══ ENTRIES SUPPLIED ══

PR #5044, opened 2026-07-25
fix(beads): admit the physical temp-root form in the temp-dir carve-out

maphew:
## Why

Main is red at 5a88c2b48: `Test (macos-latest)` fails six `TestContext*` tests with `BEADS_DIR points to unsafe location: /private/var/folders/...`. #5030's symlink-safe hardening is correct in `resolvedPathWithinRoot` (both sides resolved), but the temp-dir carve-out **gate** still matches only the unresolved `os.TempDir()` prefix — on macOS that's the `/var/folders/...` symlink form. A caller-supplied path that has already been symlink-resolved arrives in the physical `/private/var/...` form, skips the carve-out, and falls through to the `/private` deny prefix.

## What

The gate now also matches the physical resolution of the temp root (`resolveLongestExistingAncestor(tempDir)`); containment is still decided by `resolvedPathWithinRoot`, so #5030's symlink-escape rejection is fully preserved — this only widens which spellings *enter* the carve-out, not what it admits.

Regression test added. It distinguishes on macOS, where the physical temp root sits under the denied `/private` prefix — i.e. exactly the macos-latest lane that caught the original failure; on other platforms it is satisfied either way and documents the contract.

## Verification

`CGO_ENABLED=0 go build -tags gms_pure_go`, `gofmt`, and the full boundary+context test selection green locally.

Stop-the-line per Base-Branch Health: while main is red this fix is the only mergeable PR.

### DIFF
--- a/internal/beads/context_test.go
+++ b/internal/beads/context_test.go
@@ -516,6 +516,41 @@ func TestIsPathInSafeBoundary_TempDirSymlinkEscape(t *testing.T) {
 	}
 }
 
+// TestIsPathInSafeBoundary_TempDirPhysicalForm covers the macOS shape where
+// $TMPDIR is itself a symlink (/var/folders/... -> /private/var/...): a
+// caller-supplied path that has already been symlink-resolved arrives in the
+// PHYSICAL form, does not share the unresolved os.TempDir() prefix, and must
+// still be admitted by the temp-dir carve-out. On macOS the physical form
+// falls under the denied /private prefix, so without the carve-out this test
+// fails (the exact TestContext* regression from the be-kghzr hardening); on
+// platforms whose physical temp root is not under a denied prefix the
+// assertion is satisfied either way — the macos-latest CI lane is the
+// distinguishing runner.
+func TestIsPathInSafeBoundary_TempDirPhysicalForm(t *testing.T) {
+	base := t.TempDir()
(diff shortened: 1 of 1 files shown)


maphew:
Signal from the merge-queue side: main's `Main` workflow is still red after this landed — [run 30169298748](https://github.com/gastownhall/beads/actions/runs/30169298748) on d91a57fad fails in two distinct ways:

1. **macOS (`Test (macos-latest)`)**: the same `TestContext*` / role-test family as before this fix. The failing output shows bd operating under `/var/folders/8j/.../T/...` — macOS's real per-user temp root, which resolves physically to `/private/var/folders/...`. If the carve-out admits only the `/tmp` → `/private/tmp` pair, macOS `os.TempDir()` never matches either form.

2. **Linux (`Test (proxied-server cmd 5/15, 13/15)`)**: `TestIsPathInSafeBoundary_TempDirPhysicalForm` — the test added by this PR — fails there too, alongside `TestIsContributor`/`TestRole_*` collateral in the same package, so the boundary check appears to misbehave in the proxied-server test env as well, not just on macOS symlink resolution.

Mentioning because the merge patrol holds every green PR (currently four dependabot-queue PRs) while main's latest `Main` run is red, so this is the head of the queue. Related in-flight work: #5046.

PR #5045, opened 2026-07-25
fix(cook): validate runtime formula variables

### LINKED ISSUE #5040: bd cook ignores declared formula variable constraints
## What

`bd cook` accepts runtime `--var` values that violate the formula's declared `enum` or `pattern` constraints.

## Reproduction

Current upstream `main`: `13e61051df853b9cf24c35b0dd28cb9a53cb0553`

Given:

```toml
formula = "enum-validation"
version = 1
type = "workflow"

[vars.policy]
required = true
enum = ["merge-completes", "tracking-only"]

[[steps]]
id = "publish"
title = "Publish with {{policy}}"
```

Both forms exit zero:

```text
bd cook ./enum-validation.formula.toml --var policy=merge-comtes --dry-run
bd cook enum-validation --search-path . --var policy=merge-comtes --dry-run
```

I reproduced the zero exit through both the exact-path and registry-name loaders on Windows 11 with the current upstream build.

## Expected

Runtime cooking should fail before dry-run output, ephemeral output, or persistence when a supplied value violates a declared formula constraint. A declared enum value should continue to succeed.

## Cause and proposed scope

`internal/formula.ValidateVars` already implements required, enum, and pattern validation, with unit coverage. The production `runCook` path resolves the formula but never calls it.

The focused fix is to call the existing validator once after resolution whenever cooking is in runtime mode, and add command-level regression coverage for exact-path and registry-name loading. This does not add a new validation model or change compile-time placeholder cooking.

_codex-gpt-5.6-sol-ultra on behalf of Ewen Cuthiell_

ecuthiell:
## What

Validate resolved runtime formula variables during `bd cook` by calling the
existing `formula.ValidateVars` helper before dry-run output, ephemeral output,
or persistence.

The command-level regression covers both exact-path and registry-name loading.
Invalid enum values fail without writing preview output; valid declared values
continue to preview successfully.

## Why

`bd cook` currently accepts supplied values that violate declared `required`,
`enum`, or `pattern` constraints because the runtime command path never invokes
the validator that already implements those rules.

Fixes #5040.

## Verification

- `go test -tags gms_pure_go ./internal/formula ./cmd/bd -run '^(TestRunCookRejectsInvalidEnumVariable|TestValidateVars)$' -count=1`
- `go test -race -tags gms_pure_go ./cmd/bd -run '^TestRunCookRejectsInvalidEnumVariable$' -count=1`
- `make ci-pr-policy`
- `make ci-pr-lint`

I also ran `make ci-pr-core` on native Windows. It reached the full Go suite,
where pre-existing Windows path assumptions and an unrelated graph-render test
timeout prevented the wrapper from passing; the focused packages above passed
and no failure implicated the changed formula-cooking paths.

_codex-gpt-5.6-sol-ultra on behalf of Ewen Cuthiell_

### DIFF
--- a/cmd/bd/cook.go
+++ b/cmd/bd/cook.go
@@ -381,6 +381,11 @@ func runCook(cmd *cobra.Command, args []string) error {
 	if err != nil {
 		return HandleError("%v", err)
 	}
+	if flags.runtimeMode {
+		if err := formula.ValidateVars(resolved, flags.inputVars); err != nil {
+			return HandleError("%v", err)
+		}
+	}
 
 	protoID := resolved.Formula
 	if flags.prefix != "" {
--- a/cmd/bd/cook_test.go
+++ b/cmd/bd/cook_test.go
@@ -2,7 +2,13 @@ package main
 
 import (
 	"encoding/json"
+	"io"
+	"os"
+	"path/filepath"
+	"strings"
 	"testing"
+
+	"github.com/spf13/cobra"
 
 	"github.com/steveyegge/beads/internal/formula"
 	"github.com/steveyegge/beads/internal/types"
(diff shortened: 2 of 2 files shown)


maphew (approved):
Maintainer review — verified locally, not just read: the new `TestRunCookRejectsInvalidEnumVariable` passes under `-race` with both build-tag configurations, the touched files have no drift against current `main`, and validation is correctly placed after `loadAndResolveFormula` (so `extends`-inherited vars are covered) and before all three output branches. The second commit's stdio-mutex fix for the parallel-test race was the right call. Merging via the patrol once green.

Two adjacent gaps we noticed are pre-existing (present on `main` too), so they don't gate this PR; we're tracking them as follow-ups on our side and can file upstream issues if useful:

1. An explicitly empty value (`--var policy=`, e.g. from an unset shell var) still bypasses enum/pattern validation — `ValidateVars` skips validation when `val == ""` regardless of whether the var was provided.
2. `bd mol pour` / `bd mol wisp` validate only variable *presence*, never enum/pattern, even though cook's help steers users to those commands.

Minor polish, take or leave: the fake cook command in the test defaults `--dry-run` to true, so only the dry-run branch is exercised; and the verbatim full-message assertions will be brittle against future wording changes. Neither blocks.

Thanks @ecuthiell — tidy fix.

PR #5052, opened 2026-07-25
fix(backup): run backup sync/restore on an undeadlined one-shot connection (bd-2o8nv)

steveyegge:
## Problem

`bd backup sync` (and restore) execute `CALL DOLT_BACKUP(...)` on the default server connection pool, whose DSN pins `ReadTimeout=10s` (`buildServerDSN`). Any sync slower than 10s dies with a `packets.go` i/o timeout / `invalid connection`. Every first sync to a remote destination (e.g. `gs://`) is slower than that — and because the dolt server aborts the transfer when the client connection drops, **retrying never converges**: observed 247KB of a 46M store uploaded after three attempts against `gs://ghosttrack-wyvern/backups/wyvern`. `file://` destinations complete in <2s, which is why this never surfaced before backups moved off local disk.

## Fix

Follow the existing `DOLT_PUSH`/`DOLT_FETCH` pattern (one-shot connection, long deadline), generalized into `oneShotConn(readTimeout)`:

- `execWithLongTimeoutNoTx` keeps its 5m deadline (unchanged behavior, now shares the helper)
- `BackupSync`, `BackupDatabase`'s syncs, and `RestoreDatabase` use **no read deadline** (`readTimeout=0`)

Why unbounded rather than a bigger constant: a 5m deadline was tested against a real `gs://` destination and still timed out at exactly 300s, and any fixed budget fails the same way for a slow-enough destination while making retries useless (server-side abort on client drop). Backup ops are only reachable from explicit CLI commands — no daemon path — so the command context governs cancellation. `BackupAdd`/`BackupRemove` stay on the pool (fast metadata ops).

## Testing

- `go build ./...`, `go vet`, `go test ./internal/storage/dolt/ -run 'Backup|Conn'` green
- Real-world: with the 10s pool conn the wyvern admin sync to GCS died at 10s; at 5m, died at exactly 300s; with this fix the full first sync to `gs://` completes (46M store)

Bead: bd-2o8nv

### DIFF
--- a/internal/storage/dolt/store.go
+++ b/internal/storage/dolt/store.go
@@ -934,8 +934,15 @@ func (s *DoltStore) BackupAdd(ctx context.Context, name, url string) error {
 }
 
 // BackupSync pushes the database to the named backup destination.
+// Runs on a long-timeout connection: a sync to a remote destination
+// streams the database and outlives the pool's 10s ReadTimeout.
 func (s *DoltStore) BackupSync(ctx context.Context, name string) error {
-	return versioncontrolops.BackupSync(ctx, s.db, name)
+	db, err := s.oneShotConn(0)
+	if err != nil {
+		return err
+	}
+	defer db.Close()
+	return versioncontrolops.BackupSync(ctx, db, name)
 }
 
 // BackupRemove removes a configured Dolt backup destination.
@@ -960,6 +967,12 @@ func (s *DoltStore) BackupDatabase(ctx context.Context, dir string) error {
 	}
 	backupName := "backup_export"
 
+	syncDB, err := s.oneShotConn(0)
+	if err != nil {
+		return err
+	}
+	defer syncDB.Close()
+
 	// Register as a backup remote (idempotent — remove first if exists).
 	_ = versioncontrolops.BackupRemove(ctx, s.db, backupName)
 	if err := versioncontrolops.BackupAdd(ctx, s.db, backupName, backupURL); err != nil {
@@ -967,14 +980,14 @@ func (s *DoltStore) BackupDatabase(ctx context.Context, dir string) error {
 		// already point to this URL. In that case, sync using the existing
 		// remote name rather than failing.
 		if conflict := versioncontrolops.ExtractAddressConflictName(err); conflict != "" {
-			if syncErr := versioncontrolops.BackupSync(ctx, s.db, conflict); syncErr != nil {
+			if syncErr := versioncontrolops.BackupSync(ctx, syncDB, conflict); syncErr != nil {
 				return fmt.Errorf("sync to backup: %w", syncErr)
 			}
 			return nil
 		}
 		return fmt.Errorf("register backup remote: %w", err)
 	}
-	if err := versioncontrolops.BackupSync(ctx, s.db, backupName); err != nil {
+	if err := versioncontrolops.BackupSync(ctx, syncDB, backupName); err != nil {
 		return fmt.Errorf("sync to backup: %w", err)
 	}
 	return nil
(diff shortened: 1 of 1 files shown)


steveyegge:
Real-world verification complete: the full first sync of the wyvern admin store to `gs://ghosttrack-wyvern/backups/wyvern` succeeded with this fix — **14m17s**, 101MB landed, `bd backup status` reports the sync clean. That duration fails at the pool's 10s timeout and also at a 5m deadline (tested, died at exactly 300s), so the unbounded read deadline is load-bearing, not caution.

maphew:
Reviewed 2026-07-26 (head ab1f97f03). **Approve-with-nits** — the diagnosis is right (a single long-blocking `CALL DOLT_BACKUP('sync')` under a per-I/O read deadline is exactly the wrong control), the real-world 14m17s/101MB validation is convincing, and CI is green. Mergeable as-is if you prefer; two items are worth folding in first:

1. **Helper duplication** — `oneShotConn` is byte-for-byte the same DSN-reparse logic as the pre-existing `openLongTimeoutConn` (store.go:3268), and open PR 5090 adds two more callers of the latter. Suggest deleting `oneShotConn` and parameterizing `openLongTimeoutConn(readTimeout time.Duration)`: pass `5*time.Minute` at the three existing sites, `0` at the backup sites. Net code deletion, and whoever lands second between this and 5090 avoids two near-identical helpers.
2. **Cross-session add-then-sync** — in `BackupDatabase`, `BackupRemove`/`BackupAdd` still run on the pooled `s.db` while the following `BackupSync` runs on the new `syncDB` session, relying on `dolt_backup('add')` being immediately visible across sessions. Passing `syncDB` to all three is strictly simpler and removes the question (the standalone store methods can stay pooled).

Noting for a follow-up bead rather than blocking: the PR body's "only reachable from explicit CLI commands" isn't quite true — `maybeAutoBackup` (cmd/bd/backup_auto.go:78) runs from `PersistentPostRun` and reaches `BackupDatabase` when `backup.enabled=true` on a shared-filesystem server, so with `readTimeout=0` a wedged server turns auto-backup into an indefinite hang of any ordinary `bd` command. A bounded context in `maybeAutoBackup` keeps the explicit sync/restore paths unbounded as designed. Also nit-level: a `oneShotDSN(readTimeout)` split would make the load-bearing zero unit-testable, and zeroing `WriteTimeout` alongside (as `openMigrationDB` does) or a one-line comment on why write stays bounded.

steveyegge:

Clean generalization of the proven DOLT_PUSH one-shot pattern. Points that carried the verdict:

- `ReadTimeout = 0` (no deadline) for backup sync/restore is the right call, and it's argued from evidence, not caution: the 5m variant died at exactly 300s against a real gs:// destination, and the verified real sync took 14m17s. A fixed budget on a monotonically-growing store is a time bomb; the server aborting the transfer on client drop means retries can never converge — so 'bigger timeout' was never a fix.
- Cancellation still exists: ExecContext carries the command context, and backup ops are only reachable from explicit CLI invocations, so an operator's interrupt is the governing bound. That's the same contract as running dolt's own CLI.
- Scope discipline is right: BackupAdd/Remove stay on the pool (quick metadata), only the streaming ops move; push/pull keep their tested 5m via the same extracted helper, so behavior there is bit-identical.
- The BackupDatabase address-conflict fallback path also got the one-shot conn — the easy path to miss; good that it's covered.

One cosmetic nit, fine to leave: `oneShotConn`'s error strings still say 'long-timeout connection', which reads odd for the no-deadline case — harmless, tidy up whenever that file is next touched.

CI 73/73 green + real-world receipt on the PR. Ship it — and glad this unblocks the backups-to-GCS ruling.

PR #5060, opened 2026-07-26
feat(cli): opt out of store init via bd:skip_store annotation

julianknutsen:
## What

Adds a cobra-annotation seam so a command can opt out of database/store
initialization in `PersistentPreRunE` by declaring
`Annotations{"bd:skip_store": "1"}` on itself (or any ancestor), instead of
being added to the central `noDbCommands []string` in `cmd/bd/main.go`.

Mechanism: a small `commandOptsOutOfStore(cmd)` helper (walks the command's
ancestor chain) OR-d into the existing store-skip gate. One new const, one
helper, one gate line.

## Why

`noDbCommands` is a hardcoded slice in one file. A command defined in another
file — or a build-tagged variant, or a downstream/plugin command — cannot add
itself to the exemption without editing that shared list, which is a recurring
merge-conflict point. An annotation lets a command declare "I don't need the
store" locally, where it's defined. This generalizes the existing behavior;
the name list still works and is untouched in spirit.

## Is this a no-op today?

For upstream, effectively yes — no command sets the annotation *by default*.
To avoid adding a seam with zero consumers, this **dogfoods** it on `doctor`:
`doctor` now opts out via the annotation on its `Command` literal instead of a
`noDbCommands` entry. Behavior is identical (the annotation walk yields the
same result for `doctor` and its subcommands as the old name/parent match, and
is actually more precise — it's pinned to the specific command literal). The
existing `doctor` `PersistentPreRunE` tests now exercise the annotation
end-to-end.

## Tests

- `commandOptsOutOfStore` unit coverage: self / parent / grandparent /
  non-"1" value / nil-map / nil-command.
- `TestPersistentPreRunHonorsSkipStoreAnnotation`: an end-to-end, self-validating
  gate test. It drives `PersistentPreRunE` with an annotated command (must skip
  store init and not open the store) **and** a non-annotated control command in
  the same environment (must reach store init and fail to open the absent DB) —
  so the annotated command's clean return is a meaningful discriminator, and a
  dropped gate fails loudly rather than silently.

`go vet` clean, `gofmt` clean, `go.mod` unchanged.

### DIFF
--- a/cmd/bd/doctor.go
+++ b/cmd/bd/doctor.go
@@ -68,7 +68,11 @@ const ConfigKeyHintsDoctor = "hints.doctor"
 var doctorCmd = &cobra.Command{
 	Use:     "doctor [path]",
 	GroupID: "maint",
-	Short:   "Check and fix beads installation health (start here)",
+	// doctor diagnoses installation health and must run without opening the
+	// store. It opts out of store init via the annotation seam rather than the
+	// noDbCommands list (see commandOptsOutOfStore in main.go).
+	Annotations: map[string]string{skipStoreAnnotation: "1"},
+	Short:       "Check and fix beads installation health (start here)",
 	Long: `Sanity check the beads installation for the current directory or specified path.
 
 This command checks:
@@ -495,7 +499,7 @@ func runDiagnostics(path string) doctorResult {
 	}
 
 	// bd-jgxi: Auto-migrate database version before checking it.
-	// Since doctor skips PersistentPreRun DB init (it's in noDbCommands),
+	// Since doctor skips PersistentPreRun DB init (via skipStoreAnnotation),
 	// trackBdVersion() and autoMigrateOnVersionBump() haven't run yet.
 	//
 	// Scope version tracking to the doctor target. Without this, `bd doctor <path>`
--- a/cmd/bd/doctor_conventions.go
+++ b/cmd/bd/doctor_conventions.go
@@ -11,7 +11,8 @@ import (
 // runConventionsCheck runs a composite conventions check: lint, stale, and orphans.
 // All findings are advisory (warning, never error) - conventions are a choice.
 func runConventionsCheck(path string) error {
-	// doctor is in noDbCommands so PersistentPreRun doesn't open the store.
+	// doctor opts out of PersistentPreRun DB init via skipStoreAnnotation, so
+	// PersistentPreRun doesn't open the store.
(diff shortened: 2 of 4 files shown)


julianknutsen:

Track progress: https://factory.gascity.com/city/maintainer-city/runs/gcg-98636277

julianknutsen:

Track progress: https://factory.gascity.com/city/maintainer-city/runs/gcg-98636647

julianknutsen:
## Maintainer Adoption Review

Thanks for the contribution, @julianknutsen! This PR adds a `bd:skip_store` command annotation that lets an individual `bd` command opt out of store initialization in `PersistentPreRunE`, instead of every no-store command having to be enumerated centrally in `noDbCommands`. That matters because it gives commands defined outside `cmd/bd/main.go` a local, self-describing way to skip store init, and it converts `doctor` to that mechanism as the first consumer.

### Original PR Review
Decision: approve.

Specific gaps fixed:
- No maintainer fixes were required. Review verified the opt-out is narrowly keyed to `bd:skip_store == "1"`, is nil-safe while walking the Cobra ancestor chain, and leaves the existing name-based `noDbCommands` skip logic and the protected Dolt-subcommand exceptions intact.
- Confirmed `doctor` now opts out via its command annotation while doctor subpaths that genuinely need storage (for example the conventions check) still initialize it lazily, so no doctor path loses its database access.

Review findings addressed:
- Behavioral correctness / architectural consistency (no finding, claude+codex): the annotation override only augments the final store-init skip decision; existing classification and Dolt-subcommand exceptions are preserved.
- Test evidence quality (no finding, claude+codex): the new `skip_store_annotation_test.go` covers the helper truth table, nil safety, and end-to-end `PersistentPreRunE` behavior, and the focused tests pass.

Remaining non-gating notes:
- One documented, non-gating footgun: because the helper walks the whole command ancestor chain, applying `bd:skip_store` to a parent command that has store-needing children would skip init for those children too. It is not a concern for the current `doctor` usage.

### Maintainer Changes

### Final Review Status
Ready for the merge queue: final head `5615f87` has passing required GitHub checks, and the merge-ready metadata is in place. I am marking this PR `status/merge-ready` so the merge queue can pick it up.

CI: https://github.com/gastownhall/beads/actions/runs/30180827709

### Review Iterations
1 review pass performed (multi-model Claude + Codex review with synthesis and a quality scorecard); no further iterations were required.

---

═══

**EXERCISE DESCRIPTION**
Beginning at the line with "versioncontrolops.BackupRemove(ctx, s.db, backupName)" and ending at the line with "1. **Helper duplication**", reproduce each line of the data above exactly, and add no other lines.

**ANSWER BELOW**
 	_ = versioncontrolops.BackupRemove(ctx, s.db, backupName)
 	if err := versioncontrolops.BackupAdd(ctx, s.db, backupName, backupURL); err != nil {
@@ -967,14 +980,14 @@ func (s *DoltStore) BackupDatabase(ctx context.Context, dir string) error {
 		// already point to this URL. In that case, sync using the existing
 		// remote name rather than failing.
 		if conflict := versioncontrolops.ExtractAddressConflictName(err); conflict != "" {
-			if syncErr := versioncontrolops.BackupSync(ctx, s.db, conflict); syncErr != nil {
+			if syncErr := versioncontrolops.BackupSync(ctx, syncDB, conflict); syncErr != nil {
 				return fmt.Errorf("sync to backup: %w", syncErr)
 			}
 			return nil
 		}
 		return fmt.Errorf("register backup remote: %w", err)
 	}
-	if err := versioncontrolops.BackupSync(ctx, s.db, backupName); err != nil {
+	if err := versioncontrolops.BackupSync(ctx, syncDB, backupName); err != nil {
 		return fmt.Errorf("sync to backup: %w", err)
 	}
 	return nil
(diff shortened: 1 of 1 files shown)


steveyegge:
Real-world verification complete: the full first sync of the wyvern admin store to `gs://ghosttrack-wyvern/backups/wyvern` succeeded with this fix — **14m17s**, 101MB landed, `bd backup status` reports the sync clean. That duration fails at the pool's 10s timeout and also at a 5m deadline (tested, died at exactly 300s), so the unbounded read deadline is load-bearing, not caution.

maphew:
Reviewed 2026-07-26 (head ab1f97f03). **Approve-with-nits** — the diagnosis is right (a single long-blocking `CALL DOLT_BACKUP('sync')` under a per-I/O read deadline is exactly the wrong control), the real-world 14m17s/101MB validation is convincing, and CI is green. Mergeable as-is if you prefer; two items are worth folding in first:

1. **Helper duplication** — `oneShotConn` is byte-for-byte the same DSN-reparse logic as the pre-existing `openLongTimeoutConn` (store.go:3268), and open PR 5090 adds two more callers of the latter. Suggest deleting `oneShotConn` and parameterizing `openLongTimeoutConn(readTimeout time.Duration)`: pass `5*time.Minute` at the three existing sites, `0` at the backup sites. Net code deletion, and whoever lands second between this and 5090 avoids two near-identical helpers.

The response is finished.